§ **Task description**:
Line by line, copy the data below exactly.

--------------------------------------------------

Issue #2208, opened 2020-02-07
Making TagInput's Tag content  customisable


jacobgoh101:
### Description

The ability to make TagInput's Tag content customisable.

### Why Buefy need this feature

Use Case: 

To implement this design, I'll need to be able to edit the HTML content for each tag. I believe this would not be an uncommon design.

![image](https://user-images.githubusercontent.com/15951104/74002507-3f179700-49aa-11ea-996f-ffddcd20b503.png)

jtommy:
4fdbf495

PR #2209, opened 2020-02-07
Making TagInput's Tag content customisable 

jacobgoh101:
Referring to https://github.com/buefy/buefy/issues/2208

## Proposed Changes

- Turning TagInput's Tag content into slot

### DIFF
--- a/src/components/taginput/Taginput.vue
+++ b/src/components/taginput/Taginput.vue
@@ -18,7 +18,10 @@
                 :closable="closable"
                 :title="ellipsis && getNormalizedTagText(tag)"
                 @close="removeTag(index)">
-                <slot name="tag" :text="getNormalizedTagText(tag)">
+                <slot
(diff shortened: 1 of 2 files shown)


src/components/taginput/Taginput.vue
```diff
@@ -18,7 +18,12 @@
                 :closable="closable"
                 :title="ellipsis && getNormalizedTagText(tag)"
                 @close="removeTag(index)">
-                {{ getNormalizedTagText(tag) }}
+                <slot
+                    name="tag"
+                    :text="getNormalizedTagText(tag)"
```
jtommy: In this case I think we might remove it because there is already tag parameter

jacobgoh101: I've removed it in the latest commit.

jtommy:
@jacobgoh101 thanks ;)

PR #2215, opened 2020-02-10
Added missing `footer` slot documentation

jacobgoh101:
Proposed Changes

- Added missing `footer` slot documentation
-
-


jtommy:
Thanks

Issue #2195, opened 2020-02-03
The switch works crookedly in desktop Safari 13.0.5


FlymeDllVa:
### Overview of the problem

**Buefy** version: buefy.org
**Vuejs** version: buefy.org
**OS/Browser**: MacOS Safari 13.0.5

### Description

<img width="105" alt="Снимок экрана 2020-02-04 в 00 17 29" src="https://user-images.githubusercontent.com/33265875/73691614-bc5db600-46e3-11ea-8911-b3b95faca99b.png">
<img width="108" alt="Снимок экрана 2020-02-04 в 00 17 44" src="https://user-images.githubusercontent.com/33265875/73691632-c54e8780-46e3-11ea-968a-1651cce97d1d.png">

Checked on your site. [Video](https://www.youtube.com/watch?v=kv7iPsIcuTg)

### Steps to reproduce

1. Go to the site via desktop Safari
2. Try clicking

jtommy:
I'm not able to test on MacOS, any contributions are welcome

yxngl:
Seems to be the problem [here](https://stackoverflow.com/questions/45586256/transition-translate-width-and-height-at-same-time-in-safari). Using `scale` indeed works fine on Safari, but it is not the same effect for rounded switches.

I think a workaround is to disable the width change of the `is-elastic` class, maybe even worth an option for people who does not like the effect.

FlymeDllVa:
I checked it in my browser. It seems to work well. I don't know how to solve it better in the end.

service-paradis:
Instead of changing the width when `is-elastic` class is there, we should try to use the transform property `scaleX(1.5)`.
Would need to rewrite part of the SCSS for this component, but it could work cross-browser. Would need to test it. Unfortunately, I'm not able to test on Safari right now.

PR #2221, opened 2020-02-10
Fix switch for Safari

FlymeDllVa:
Fix switch for Safari #2195


yxngl:
Changing the width somehow prevents the overflow. But keeping mouse down and you will notice the gap to the right when switching off is much larger than that when switching on (in all browsers). Another transform of `is-elastic` class when checked seems controlling  it.

bender-a:
I've proposed a [different change](https://github.com/buefy/buefy/pull/2263)
If we do not transition the width but transform via using scaleX, we still have the desired effect cross browser.

PR #2223, opened 2020-02-11
refactor: prevent table thead jumping when sorting is changed

re2005:
**Prevent the 'thead' items to jump when changing the sorting.**

Instead of remove the icon using 'v-show', it change visibility. So the icon is not removed with display none causing the jumping of the elements

**Preview of the problem:**
table-problem

**Preview of the fix:**
table-fixed

### DIFF
--- a/src/components/table/Table.vue
+++ b/src/components/table/Table.vue
@@ -92,12 +92,12 @@
                                 <template v-else>{{ column.label }}</template>
 
                                 <b-icon
-                                    v-show="currentSortColumn === column"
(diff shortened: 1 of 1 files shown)


jtommy:
@re2005 what happened?

re2005:
Dummy me, noticed that if you set the "<b-table-column" a width this problem won't happen :)
So, this change may be not necessary.

Cheers

jtommy:
It's right but without a width could be a good idea add your class

re2005:
Let's do it!

PR #2237, opened 2020-02-14
item.first_name is undefined

LaurenceJJones:
Change item.first_name to item as data[evt.newIndex] returns a string of the moved object instead of an object

Fixes #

--------------------------------------------------

§ **Output for this task**:
Issue #2208, opened 2020-02-07
Making TagInput's Tag content  customisable


jacobgoh101:
### Description

The ability to make TagInput's Tag content customisable.

### Why Buefy need this feature

Use Case: 

To implement this design, I'll need to be able to edit the HTML content for each tag. I believe this would not be an uncommon design.

![image](https://user-images.githubusercontent.com/15951104/74002507-3f179700-49aa-11ea-996f-ffddcd20b503.png)

jtommy:
4fdbf495

PR #2209, opened 2020-02-07
Making TagInput's Tag content customisable 

jacobgoh101:
Referring to https://github.com/buefy/buefy/issues/2208

## Proposed Changes

- Turning TagInput's Tag content into slot

### DIFF
--- a/src/components/taginput/Taginput.vue
+++ b/src/components/taginput/Taginput.vue
@@ -18,7 +18,10 @@
                 :closable="closable"
                 :title="ellipsis && getNormalizedTagText(tag)"
                 @close="removeTag(index)">
-                <slot name="tag" :text="getNormalizedTagText(tag)">
+                <slot
(diff shortened: 1 of 2 files shown)


src/components/taginput/Taginput.vue
```diff
@@ -18,7 +18,12 @@
                 :closable="closable"
                 :title="ellipsis && getNormalizedTagText(tag)"
                 @close="removeTag(index)">
-                {{ getNormalizedTagText(tag) }}
+                <slot
+                    name="tag"
+                    :text="getNormalizedTagText(tag)"
```
jtommy: In this case I think we might remove it because there is already tag parameter

jacobgoh101: I've removed it in the latest commit.

jtommy:
@jacobgoh101 thanks ;)

PR #2215, opened 2020-02-10
Added missing `footer` slot documentation

jacobgoh101:
Proposed Changes

- Added missing `footer` slot documentation
-
-


jtommy:
Thanks

Issue #2195, opened 2020-02-03
The switch works crookedly in desktop Safari 13.0.5


FlymeDllVa:
### Overview of the problem

**Buefy** version: buefy.org
**Vuejs** version: buefy.org
**OS/Browser**: MacOS Safari 13.0.5

### Description

<img width="105" alt="Снимок экрана 2020-02-04 в 00 17 29" src="https://user-images.githubusercontent.com/33265875/73691614-bc5db600-46e3-11ea-8911-b3b95faca99b.png">
<img width="108" alt="Снимок экрана 2020-02-04 в 00 17 44" src="https://user-images.githubusercontent.com/33265875/73691632-c54e8780-46e3-11ea-968a-1651cce97d1d.png">

Checked on your site. [Video](https://www.youtube.com/watch?v=kv7iPsIcuTg)

### Steps to reproduce

1. Go to the site via desktop Safari
2. Try clicking

jtommy:
I'm not able to test on MacOS, any contributions are welcome

yxngl:
Seems to be the problem [here](https://stackoverflow.com/questions/45586256/transition-translate-width-and-height-at-same-time-in-safari). Using `scale` indeed works fine on Safari, but it is not the same effect for rounded switches.

I think a workaround is to disable the width change of the `is-elastic` class, maybe even worth an option for people who does not like the effect.

FlymeDllVa:
I checked it in my browser. It seems to work well. I don't know how to solve it better in the end.

service-paradis:
Instead of changing the width when `is-elastic` class is there, we should try to use the transform property `scaleX(1.5)`.
Would need to rewrite part of the SCSS for this component, but it could work cross-browser. Would need to test it. Unfortunately, I'm not able to test on Safari right now.

PR #2221, opened 2020-02-10
Fix switch for Safari

FlymeDllVa:
Fix switch for Safari #2195


yxngl:
Changing the width somehow prevents the overflow. But keeping mouse down and you will notice the gap to the right when switching off is much larger than that when switching on (in all browsers). Another transform of `is-elastic` class when checked seems controlling  it.

bender-a:
I've proposed a [different change](https://github.com/buefy/buefy/pull/2263)
If we do not transition the width but transform via using scaleX, we still have the desired effect cross browser.

PR #2223, opened 2020-02-11
refactor: prevent table thead jumping when sorting is changed

re2005:
**Prevent the 'thead' items to jump when changing the sorting.**

Instead of remove the icon using 'v-show', it change visibility. So the icon is not removed with display none causing the jumping of the elements

**Preview of the problem:**
table-problem

**Preview of the fix:**
table-fixed

### DIFF
--- a/src/components/table/Table.vue
+++ b/src/components/table/Table.vue
@@ -92,12 +92,12 @@
                                 <template v-else>{{ column.label }}</template>
 
                                 <b-icon
-                                    v-show="currentSortColumn === column"
(diff shortened: 1 of 1 files shown)


jtommy:
@re2005 what happened?

re2005:
Dummy me, noticed that if you set the "<b-table-column" a width this problem won't happen :)
So, this change may be not necessary.

Cheers

jtommy:
It's right but without a width could be a good idea add your class

re2005:
Let's do it!

PR #2237, opened 2020-02-14
item.first_name is undefined

LaurenceJJones:
Change item.first_name to item as data[evt.newIndex] returns a string of the moved object instead of an object

Fixes #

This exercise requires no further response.